** WHAT THE TASK ASKS **
Wherever the word "LINKED" turns up in a line of the entries, copy that line.

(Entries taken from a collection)
Issue #5453, opened 2021-03-22
Don't allow unpacking non-iterable


AndrolGenhald:
This should be an InvalidArgument: https://psalm.dev/r/410b622a1f
It's currently allowed because the type _can_ be an iterable, but it should be disallowed if the type can be anything other than iterable.

weirdan:
> This should be an `InvalidArgument`

More precisely, it should be `PossiblyInvalidArgument`.

AndrolGenhald:
I'm not sure I fully understand the difference between `InvalidArgument` and `PossiblyInvalidArgument`.

weirdan:
> Should psalm always emit PossiblyInvalidArgument when it's possible the argument has the correct type?

Yes, if an argument type has an intersection with the required parameter type then it's a possibly invalid call: https://psalm.dev/r/686b176d87

`InvalidScalarArgument`, however, currently doesn't have it's `Possibly*` counterpart, so this can be a bit confusing.

PR #5455, opened 2021-03-22
Improve @no-named-arguments support and variadics.

### LINKED ISSUE #5420: Variadic parameters and list type
Hello!

In PHP 8, it is possible to unpack an array with string keys into the argument list when calling functions.

This variadic function example https://psalm.dev/r/8374b93983 passes analysis without any errors. Annotation shows that the function must return a list, but we return an array containing any keys.

Is there a way to specify that only positional arguments could be passed to a variadic function?
It looks like `@no-named-arguments` should cover this case, but it doesn't work (https://psalm.dev/r/b3faaf9d3f).

Thanks!

### LINKED ISSUE #5454: Prevent argument unpacking iterable with non-array-key key
Iterables have scalar keys, this means when unpacking an iterable when calling a function psalm should show an issue if the key isn't an int or a string.
https://psalm.dev/r/c6f65aebef
https://3v4l.org/Y8Vbu

AndrolGenhald:
Handling of argument unpacking and variadics still needs a pretty big makeover, but this is a good start.
    
Fixes #5420
Improves #5453 (iterable works, array still causes issues)
Fixes #5454

### DIFF
--- a/config.xsd
+++ b/config.xsd
@@ -310,6 +310,7 @@
             <xs:element name="MoreSpecificImplementedParamType" type="IssueHandlerType" minOccurs="0" />
             <xs:element name="MoreSpecificReturnType" type="IssueHandlerType" minOccurs="0" />
             <xs:element name="MutableDependency" type="PropertyIssueHandlerType" minOccurs="0" />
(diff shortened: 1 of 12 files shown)


AndrolGenhald:
I branched from `9f3f420^` and the tests ran fine locally (though some where skipped).

muglug:
Thanks!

** WRITTEN RESPONSE **
### LINKED ISSUE #5420: Variadic parameters and list type
### LINKED ISSUE #5454: Prevent argument unpacking iterable with non-array-key key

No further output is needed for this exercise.